I have a BigQuery dataset with a series of 3 GB table that I am trying to sync to Google Cloud Postgres. The sync was successful when I tried running it for just 1 table, so I decided to try the incremental sync mode with deduped + history. I then merged the 2nd table from BigQuery into the first one that was already synced in order to test the incremental sync. The problem is that near the end of the sync, this error happens:
Database Error in model contacts_common_part_10000000_stg (models/generated/airbyte_incremental/for_export/contacts_common_part_10000000_stg.sql)
temporary file size exceeds temp_file_limit (3807390kB)
compiled SQL at …/build/run/airbyte_utils/models/generated/airbyte_incremental/for_export/contacts_common_part_10000000_stg.sql,retryable=,timestamp=1667879986684]]]
2022-11-08 03:59:47 normalization-orchestrator >
2022-11-08 03:59:47 normalization-orchestrator > ----- END DEFAULT NORMALIZATION -----
2022-11-08 03:59:47 normalization-orchestrator >
2022-11-08 03:59:47 normalization-orchestrator > Writing async status SUCCEEDED for KubePodInfo[namespace=jobs, name=orchestrator-norm-job-804129-attempt-1, mainContainerInfo=KubeContainerInfo[image=airbyte/container-orchestrator:dev-4c6f520, pullPolicy=IfNotPresent]]…
2022-11-08 03:59:48 INFO i.a.c.t.TemporalUtils(withBackgroundHeartbeat):316 - Stopping temporal heartbeating…
2022-11-08 03:59:48 INFO i.a.w.t.TemporalAttemptExecution(get):162 - Stopping cancellation check scheduling…
2022-11-08 03:59:48 INFO i.a.c.t.TemporalUtils(withBackgroundHeartbeat):283 - Stopping temporal heartbeating…

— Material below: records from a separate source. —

PR #449, opened 2026-06-17
ENH: Added FFT trace interpolation for amplitude preservation

### LINKED ISSUE #447: The domain conversion is not amplitude preserving
When using the domainconversion to convert time seismic, output cubes in depth do not show 100% the same amplitudes as the input. This becomes especially apparent when doing a full round trip (time->depth->time) and a velocity model with constant velocity of 2000 m/s, because then the time and depth cubes should be identical.
The issue is related to using np.interp (linear interpolation) for trace interpolation to the new_vertical_axis in domainconversion _domain_convert_cube. An amplitude preserving trace interpolation method should be implemented here.

anbec12:
Resolves #447 

Added FFT method for trace interpolation to achieve amplitude preservation. 

The 'linear' method with np.interp, that was in the code before, is fast but does not preserve amplitudes. The degree of amplitude loss depends on sampling interval and frequency content of the input. The amplitude loss is particularly visible when running a round trip time->depth->time. 

A new input argument 'method' has been added and the new 'fft' method is set as default. The 'linear' method is kept as alternative that could be used when speed is  more important than accuracy.

## Checklist

### DIFF
--- a/src/fmu/tools/domainconversion/dconvert.py
+++ b/src/fmu/tools/domainconversion/dconvert.py
@@ -1,11 +1,14 @@
 from __future__ import annotations
 
 import logging
+import os
+import warnings
 from dataclasses import dataclass, field
-from typing import Generator
+from typing import Generator, Literal
 
 import numpy as np
 import xtgeo
+from scipy.fft import irfft, next_fast_len, rfft
 
 _logger = logging.getLogger(__name__)
 
@@ -695,6 +698,7 @@ class DomainConversion:
         zmax_proposed: float | None = None,
         undefined: float = -999.25,
         time2depth: bool = True,
+        method: Literal["fft", "linear"] = "linear",
     ) -> xtgeo.Cube:
         """Generic domain conversion of a cube.
 
@@ -721,15 +725,19 @@ class DomainConversion:
 
         delta = xcube.zinc / 2000 if time2depth else xcube.zinc * 2000
         vertical = xcube.copy()  # "vertical" is "times" if time2depth is True
-        varr = [0 + n * delta for n in range(xcube.values.shape[2])]
-        vertical.values[:, :, :] = varr
+        n = xcube.values.shape[2]
+        vertical.values[:, :, :] = np.arange(n, dtype=vertical.values.dtype) * delta
         result_values = scube.values * vertical.values
 
         rcube = self._depth_cube if time2depth else self._time_cube
 
         zmax_actual = self.max_depth_for_cube(rcube)
 
-        _logger.debug("Zmax for depth cube is %s", zmax_actual)
+        _logger.debug(
+            "Zmax for domain converted cube is %s (time2depth: %s)",
+            zmax_actual,
+            time2depth,
+        )
 
         start = rcube.zori
         stop = zmax_actual + rcube.zinc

2022-11-08 04:00:02 INFO i.a.w.t.s.ReplicationActivityImpl(getContainerLauncherWorkerFactory):301 - received response from from jobsApi.getJobInfoLight: class JobInfoLightRead {
job: class JobRead {
id: 806801
configType: sync
configId: 3b154632-e660-4d4f-9bec-afd006ff9453
createdAt: 1667880000
updatedAt: 1667880000
status: running
resetConfig: null
}
}
I am using the online version of Airbyte (cloud.airbyte.io) and I have a Postgres Machine with 2 vCPUs and 13GB of memory.
The reason I am trying out the incremental sync is because the BigQuery tables should be merged in Postgres and the total size of the merged table should be around 75 GB in total and with more data to be added in the future.